**Records provided:**
Issue #697, opened 2021-01-15
New Installation: fix DNS resolution when using *.local.kyma.dev on local cluster


tobiscr:
**Description**

The K8s DNS resolution for `*.local.kyma.dev`domain resolves to `127.0.0.1` also if the requested target is a service running inside of the local Kubernetes cluster.

**Reasons**

Using the public resolvable `local.kyma.dev` domain name makes the local Kyma installation convenient as the local DNS resolver needs not to be modified (e.g. by adding host entries to `/etc/hosts` file). The Kubernetes DNS system has to be configured to resolve locally running services (e.g. `dex.local.kyma.dev`) to the K8s internal service IP instead delegating requests to external DNs resolvers.

It has to be defined how such fixes will be applied as this is a change that is coupled to the Kyma domain name and has no relation to a component or the underneath cluster.

**Attachments**

PR #699, opened 2021-01-15
New installation: Configure coreDNS when using kyma local dev domain

tobiscr:
**Description**

Configure coreDNS to properly resolve local Kyma dev domain names.

**Related issue(s)**
#697


cmd/kyma/alpha/deploy/localdomain.go
```diff
@@ -0,0 +1,72 @@
...
+)
+
+// LocalKymaDevDomain contains the default domain name if Kyma is locally deployed
+const LocalKymaDevDomain = "local.kyma.dev"
+
+// KymaLocalDomain configures the local kyma domain in Kubernetes DNS
+type KymaLocalDomain struct {
+	coreDNSConfig []byte
+	kubeClient    kubernetes.Interface
+}
```
skhalash, line 18: In my opinion, the name `KymaLocalDomain` does not really reflect what this type is doing (and is too similar to the constant `LocalKymaDevDomain` above). Maybe something like `LocalDomainDNSConfigurer`?

cmd/kyma/alpha/deploy/localdomain.go
```diff
@@ -0,0 +1,72 @@
...
+
+// New creates a new Kyma local domain instance
```
skhalash, line 20: Could you please document what's exactly happening here?

skhalash (changes requested):
Looks good! Just a few cosmetic comments.

cmd/kyma/alpha/deploy/localdomain.go
tobiscr: Agree, the name is not self-expressive enough. I adjusted it to "DNSConfigurer".

cmd/kyma/alpha/deploy/localdomain.go
tobiscr: Good point, as it's a not self-explaining change. Added more documentation to it.

skhalash (approved):

cmd/kyma/alpha/deploy/dnsconfigurer.go
```diff
@@ -0,0 +1,77 @@
...
+// NewDNSConfigurer creates a new DNS configurer instance
+func NewDNSConfigurer(kubeClient kubernetes.Interface) *DNSConfigurer {
+	return &DNSConfigurer{
+		kubeClient: kubeClient,
+	}
+}
+
+// ConfigureCoreDNS patches the Kubernetes CoreDNS to support the local kyma domain.
+// It adds the rewrite plugin of CoreDNS to delegate requests to *.local.kyma.dev to the Istio Ingress Gateway.
+func (kld *DNSConfigurer) ConfigureCoreDNS() error {
```
clebs, line 33: Do we really need a type with a single method? Or can this be just a package function?
If there are plans to make it configurable and with different utilities for DNS stuff I could see a type being useful, but at the moment it just adds boilerplate without benefit.

tobiscr: Good point, I usually prefer types to be a bit more flexible how to handle data. But agree, in this case it unnecessary code.

tobiscr: FIXED

clebs: It is always possible to turn this function into a method should we need it, but for now it does not hold any data or state.

clebs (approved):

cmd/kyma/alpha/deploy/dnsconfigurer.go
tobiscr: agree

**Exercise objective:** The expected result is every record above, duplicated exactly.

**Exercise result:**
Issue #697, opened 2021-01-15
New Installation: fix DNS resolution when using *.local.kyma.dev on local cluster


tobiscr:
**Description**

The K8s DNS resolution for `*.local.kyma.dev`domain resolves to `127.0.0.1` also if the requested target is a service running inside of the local Kubernetes cluster.

**Reasons**

Using the public resolvable `local.kyma.dev` domain name makes the local Kyma installation convenient as the local DNS resolver needs not to be modified (e.g. by adding host entries to `/etc/hosts` file). The Kubernetes DNS system has to be configured to resolve locally running services (e.g. `dex.local.kyma.dev`) to the K8s internal service IP instead delegating requests to external DNs resolvers.

It has to be defined how such fixes will be applied as this is a change that is coupled to the Kyma domain name and has no relation to a component or the underneath cluster.

**Attachments**

PR #699, opened 2021-01-15
New installation: Configure coreDNS when using kyma local dev domain

tobiscr:
**Description**

Configure coreDNS to properly resolve local Kyma dev domain names.

**Related issue(s)**
#697


cmd/kyma/alpha/deploy/localdomain.go
```diff
@@ -0,0 +1,72 @@
...
+)
+
+// LocalKymaDevDomain contains the default domain name if Kyma is locally deployed
+const LocalKymaDevDomain = "local.kyma.dev"
+
+// KymaLocalDomain configures the local kyma domain in Kubernetes DNS
+type KymaLocalDomain struct {
+	coreDNSConfig []byte
+	kubeClient    kubernetes.Interface
+}
```
skhalash, line 18: In my opinion, the name `KymaLocalDomain` does not really reflect what this type is doing (and is too similar to the constant `LocalKymaDevDomain` above). Maybe something like `LocalDomainDNSConfigurer`?

cmd/kyma/alpha/deploy/localdomain.go
```diff
@@ -0,0 +1,72 @@
...
+
+// New creates a new Kyma local domain instance
```
skhalash, line 20: Could you please document what's exactly happening here?

skhalash (changes requested):
Looks good! Just a few cosmetic comments.

cmd/kyma/alpha/deploy/localdomain.go
tobiscr: Agree, the name is not self-expressive enough. I adjusted it to "DNSConfigurer".

cmd/kyma/alpha/deploy/localdomain.go
tobiscr: Good point, as it's a not self-explaining change. Added more documentation to it.

skhalash (approved):

cmd/kyma/alpha/deploy/dnsconfigurer.go
```diff
@@ -0,0 +1,77 @@
...
+// NewDNSConfigurer creates a new DNS configurer instance
+func NewDNSConfigurer(kubeClient kubernetes.Interface) *DNSConfigurer {
+	return &DNSConfigurer{
+		kubeClient: kubeClient,
+	}
+}
+
+// ConfigureCoreDNS patches the Kubernetes CoreDNS to support the local kyma domain.
+// It adds the rewrite plugin of CoreDNS to delegate requests to *.local.kyma.dev to the Istio Ingress Gateway.
+func (kld *DNSConfigurer) ConfigureCoreDNS() error {
```
clebs, line 33: Do we really need a type with a single method? Or can this be just a package function?
If there are plans to make it configurable and with different utilities for DNS stuff I could see a type being useful, but at the moment it just adds boilerplate without benefit.

tobiscr: Good point, I usually prefer types to be a bit more flexible how to handle data. But agree, in this case it unnecessary code.

tobiscr: FIXED

clebs: It is always possible to turn this function into a method should we need it, but for now it does not hold any data or state.

clebs (approved):

cmd/kyma/alpha/deploy/dnsconfigurer.go
tobiscr: agree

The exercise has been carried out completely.